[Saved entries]
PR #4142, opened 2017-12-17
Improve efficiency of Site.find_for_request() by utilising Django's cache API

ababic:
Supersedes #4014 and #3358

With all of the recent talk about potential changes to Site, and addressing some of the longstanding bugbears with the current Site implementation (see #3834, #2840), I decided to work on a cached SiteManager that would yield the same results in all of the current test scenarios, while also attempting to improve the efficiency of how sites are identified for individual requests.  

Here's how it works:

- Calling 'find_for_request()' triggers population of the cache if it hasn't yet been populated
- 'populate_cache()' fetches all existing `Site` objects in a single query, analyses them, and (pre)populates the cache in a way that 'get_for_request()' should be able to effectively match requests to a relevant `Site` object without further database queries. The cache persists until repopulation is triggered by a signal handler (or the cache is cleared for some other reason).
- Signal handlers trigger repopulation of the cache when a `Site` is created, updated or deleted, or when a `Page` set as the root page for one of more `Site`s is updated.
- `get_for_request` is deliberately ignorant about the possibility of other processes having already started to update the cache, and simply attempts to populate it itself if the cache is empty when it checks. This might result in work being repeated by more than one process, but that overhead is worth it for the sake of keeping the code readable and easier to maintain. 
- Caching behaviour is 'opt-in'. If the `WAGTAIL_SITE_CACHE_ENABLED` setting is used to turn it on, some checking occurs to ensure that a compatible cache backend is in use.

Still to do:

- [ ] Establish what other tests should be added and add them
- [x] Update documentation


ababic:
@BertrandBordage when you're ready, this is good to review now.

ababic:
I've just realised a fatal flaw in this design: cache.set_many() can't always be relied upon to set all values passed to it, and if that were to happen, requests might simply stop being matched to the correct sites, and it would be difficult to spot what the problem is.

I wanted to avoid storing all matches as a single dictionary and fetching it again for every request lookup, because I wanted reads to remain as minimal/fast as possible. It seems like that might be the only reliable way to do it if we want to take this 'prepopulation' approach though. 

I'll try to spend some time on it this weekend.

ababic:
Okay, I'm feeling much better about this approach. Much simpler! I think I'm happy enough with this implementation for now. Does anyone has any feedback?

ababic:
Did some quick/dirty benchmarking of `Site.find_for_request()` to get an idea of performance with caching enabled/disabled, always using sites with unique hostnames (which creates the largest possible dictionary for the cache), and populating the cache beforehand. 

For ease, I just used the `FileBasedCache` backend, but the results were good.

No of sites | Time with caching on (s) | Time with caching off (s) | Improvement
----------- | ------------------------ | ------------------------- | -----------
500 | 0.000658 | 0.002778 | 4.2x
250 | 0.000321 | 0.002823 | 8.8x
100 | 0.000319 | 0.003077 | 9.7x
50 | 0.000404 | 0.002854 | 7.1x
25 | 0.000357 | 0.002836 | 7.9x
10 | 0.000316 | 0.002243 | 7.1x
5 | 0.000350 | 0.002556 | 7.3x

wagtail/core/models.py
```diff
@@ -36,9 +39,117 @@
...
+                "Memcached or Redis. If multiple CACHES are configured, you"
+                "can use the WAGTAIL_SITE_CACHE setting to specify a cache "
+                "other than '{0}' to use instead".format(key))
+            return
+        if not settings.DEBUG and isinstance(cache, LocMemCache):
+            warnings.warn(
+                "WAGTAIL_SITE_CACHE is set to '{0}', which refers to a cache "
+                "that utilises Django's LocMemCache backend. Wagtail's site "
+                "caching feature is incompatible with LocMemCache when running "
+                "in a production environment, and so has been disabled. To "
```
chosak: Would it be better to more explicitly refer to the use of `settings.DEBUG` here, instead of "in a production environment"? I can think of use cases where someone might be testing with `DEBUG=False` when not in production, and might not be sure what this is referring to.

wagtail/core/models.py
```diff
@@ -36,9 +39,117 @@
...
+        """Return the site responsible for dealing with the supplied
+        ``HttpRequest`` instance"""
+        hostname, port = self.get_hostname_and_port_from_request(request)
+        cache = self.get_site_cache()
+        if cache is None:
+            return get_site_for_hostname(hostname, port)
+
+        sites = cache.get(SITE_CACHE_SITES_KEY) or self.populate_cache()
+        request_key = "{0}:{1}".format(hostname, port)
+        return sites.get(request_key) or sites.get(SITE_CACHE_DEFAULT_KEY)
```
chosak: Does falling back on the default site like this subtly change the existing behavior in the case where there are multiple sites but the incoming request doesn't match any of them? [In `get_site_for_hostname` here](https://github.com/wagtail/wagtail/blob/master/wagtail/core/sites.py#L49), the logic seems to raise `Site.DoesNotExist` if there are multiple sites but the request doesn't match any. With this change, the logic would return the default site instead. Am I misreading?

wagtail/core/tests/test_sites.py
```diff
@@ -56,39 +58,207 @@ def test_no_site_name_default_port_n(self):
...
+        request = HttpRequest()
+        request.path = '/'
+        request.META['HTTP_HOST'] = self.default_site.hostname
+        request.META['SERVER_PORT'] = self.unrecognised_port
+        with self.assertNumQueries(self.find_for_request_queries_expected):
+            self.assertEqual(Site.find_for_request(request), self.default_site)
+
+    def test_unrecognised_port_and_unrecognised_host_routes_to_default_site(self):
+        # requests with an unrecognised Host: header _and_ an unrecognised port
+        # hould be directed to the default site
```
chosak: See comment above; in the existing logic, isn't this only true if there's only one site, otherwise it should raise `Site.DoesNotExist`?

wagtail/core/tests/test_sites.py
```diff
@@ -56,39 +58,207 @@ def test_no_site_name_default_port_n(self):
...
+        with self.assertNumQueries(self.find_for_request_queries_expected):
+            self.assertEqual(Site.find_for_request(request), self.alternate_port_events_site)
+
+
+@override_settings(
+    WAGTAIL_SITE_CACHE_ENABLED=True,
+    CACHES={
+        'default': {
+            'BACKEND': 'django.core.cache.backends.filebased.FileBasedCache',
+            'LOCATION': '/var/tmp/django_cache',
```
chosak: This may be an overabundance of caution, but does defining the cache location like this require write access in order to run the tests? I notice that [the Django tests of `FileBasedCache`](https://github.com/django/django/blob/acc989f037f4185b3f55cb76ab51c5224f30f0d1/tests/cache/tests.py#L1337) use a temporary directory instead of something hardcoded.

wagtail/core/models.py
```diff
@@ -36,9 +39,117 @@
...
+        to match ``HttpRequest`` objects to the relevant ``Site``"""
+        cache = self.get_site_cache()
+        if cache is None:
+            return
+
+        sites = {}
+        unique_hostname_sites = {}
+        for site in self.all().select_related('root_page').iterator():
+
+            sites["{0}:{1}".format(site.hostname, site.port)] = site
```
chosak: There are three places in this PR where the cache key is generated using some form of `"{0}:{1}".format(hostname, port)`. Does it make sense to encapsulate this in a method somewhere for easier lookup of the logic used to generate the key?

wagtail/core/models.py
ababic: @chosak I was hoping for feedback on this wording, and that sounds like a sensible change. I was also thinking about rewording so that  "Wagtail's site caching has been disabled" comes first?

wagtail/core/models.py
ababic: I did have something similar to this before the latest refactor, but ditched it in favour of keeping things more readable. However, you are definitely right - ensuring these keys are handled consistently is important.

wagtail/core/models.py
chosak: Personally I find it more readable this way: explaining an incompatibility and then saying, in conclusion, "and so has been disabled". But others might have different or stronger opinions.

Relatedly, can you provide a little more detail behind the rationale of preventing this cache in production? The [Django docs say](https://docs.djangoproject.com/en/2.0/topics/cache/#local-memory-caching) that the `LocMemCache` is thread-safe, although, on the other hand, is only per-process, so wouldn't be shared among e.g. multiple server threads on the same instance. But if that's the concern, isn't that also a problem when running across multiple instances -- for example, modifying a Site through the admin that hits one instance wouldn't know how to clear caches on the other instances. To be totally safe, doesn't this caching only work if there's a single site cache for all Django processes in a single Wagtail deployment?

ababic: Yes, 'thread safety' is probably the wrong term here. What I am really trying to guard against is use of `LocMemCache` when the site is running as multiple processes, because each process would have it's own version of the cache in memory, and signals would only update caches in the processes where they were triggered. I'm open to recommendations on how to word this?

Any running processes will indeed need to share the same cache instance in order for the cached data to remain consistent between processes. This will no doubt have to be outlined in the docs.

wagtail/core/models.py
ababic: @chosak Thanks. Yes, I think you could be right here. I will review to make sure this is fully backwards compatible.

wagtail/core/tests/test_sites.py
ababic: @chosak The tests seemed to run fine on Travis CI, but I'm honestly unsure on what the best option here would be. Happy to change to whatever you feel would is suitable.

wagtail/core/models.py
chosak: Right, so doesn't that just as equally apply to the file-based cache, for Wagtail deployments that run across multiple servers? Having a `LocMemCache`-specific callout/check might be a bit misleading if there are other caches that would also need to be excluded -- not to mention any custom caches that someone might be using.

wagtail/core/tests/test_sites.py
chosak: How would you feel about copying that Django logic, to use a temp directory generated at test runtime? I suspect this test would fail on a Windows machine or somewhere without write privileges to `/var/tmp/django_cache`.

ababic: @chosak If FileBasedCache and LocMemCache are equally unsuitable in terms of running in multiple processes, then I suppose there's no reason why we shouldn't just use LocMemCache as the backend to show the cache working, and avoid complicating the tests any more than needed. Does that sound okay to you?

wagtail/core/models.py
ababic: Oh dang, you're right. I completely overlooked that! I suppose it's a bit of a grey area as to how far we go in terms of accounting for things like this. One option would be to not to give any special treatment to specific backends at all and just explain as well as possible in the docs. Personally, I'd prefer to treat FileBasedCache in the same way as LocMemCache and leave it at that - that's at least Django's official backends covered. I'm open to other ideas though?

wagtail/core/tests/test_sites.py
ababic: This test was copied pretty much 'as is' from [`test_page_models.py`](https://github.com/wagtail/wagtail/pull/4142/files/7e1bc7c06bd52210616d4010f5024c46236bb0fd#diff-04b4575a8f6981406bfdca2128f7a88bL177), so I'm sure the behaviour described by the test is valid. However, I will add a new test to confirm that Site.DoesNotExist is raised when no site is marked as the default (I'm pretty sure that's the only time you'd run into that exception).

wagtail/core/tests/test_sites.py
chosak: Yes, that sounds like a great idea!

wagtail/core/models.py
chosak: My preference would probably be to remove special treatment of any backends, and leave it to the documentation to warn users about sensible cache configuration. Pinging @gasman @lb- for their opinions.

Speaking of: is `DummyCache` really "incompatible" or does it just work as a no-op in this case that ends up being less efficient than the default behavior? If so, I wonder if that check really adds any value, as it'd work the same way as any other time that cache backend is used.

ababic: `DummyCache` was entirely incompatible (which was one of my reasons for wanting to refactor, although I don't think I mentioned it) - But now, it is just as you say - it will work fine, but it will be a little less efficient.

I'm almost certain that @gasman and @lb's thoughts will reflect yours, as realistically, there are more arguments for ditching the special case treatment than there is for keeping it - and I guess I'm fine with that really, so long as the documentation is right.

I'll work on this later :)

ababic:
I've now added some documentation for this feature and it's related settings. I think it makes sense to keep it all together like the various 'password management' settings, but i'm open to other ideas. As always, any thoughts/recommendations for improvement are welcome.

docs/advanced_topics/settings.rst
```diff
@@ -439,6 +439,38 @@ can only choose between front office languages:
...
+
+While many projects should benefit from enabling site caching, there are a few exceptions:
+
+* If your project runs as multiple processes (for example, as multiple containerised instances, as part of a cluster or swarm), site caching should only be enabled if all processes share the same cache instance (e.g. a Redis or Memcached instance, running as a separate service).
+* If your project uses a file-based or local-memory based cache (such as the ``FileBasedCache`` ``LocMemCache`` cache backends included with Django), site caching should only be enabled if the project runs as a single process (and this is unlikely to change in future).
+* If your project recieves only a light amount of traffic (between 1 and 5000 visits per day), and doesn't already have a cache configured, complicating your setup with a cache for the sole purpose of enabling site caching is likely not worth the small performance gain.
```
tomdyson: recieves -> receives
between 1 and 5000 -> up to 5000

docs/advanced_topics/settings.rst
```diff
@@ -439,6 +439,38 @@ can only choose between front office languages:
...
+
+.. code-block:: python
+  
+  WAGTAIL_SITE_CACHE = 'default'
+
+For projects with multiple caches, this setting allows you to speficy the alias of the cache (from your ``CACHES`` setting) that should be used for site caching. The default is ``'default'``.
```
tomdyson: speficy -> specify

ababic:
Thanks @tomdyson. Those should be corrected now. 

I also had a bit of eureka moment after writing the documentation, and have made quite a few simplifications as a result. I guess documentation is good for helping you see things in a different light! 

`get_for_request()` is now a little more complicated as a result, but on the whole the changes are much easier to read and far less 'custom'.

[Work request] Working from the records above, write out verbatim only the lines from the line containing "- [x] Update documentation" through the line containing "I've just realised".

[Answer to this exercise]
- [x] Update documentation


ababic:
@BertrandBordage when you're ready, this is good to review now.

ababic:
I've just realised a fatal flaw in this design: cache.set_many() can't always be relied upon to set all values passed to it, and if that were to happen, requests might simply stop being matched to the correct sites, and it would be difficult to spot what the problem is.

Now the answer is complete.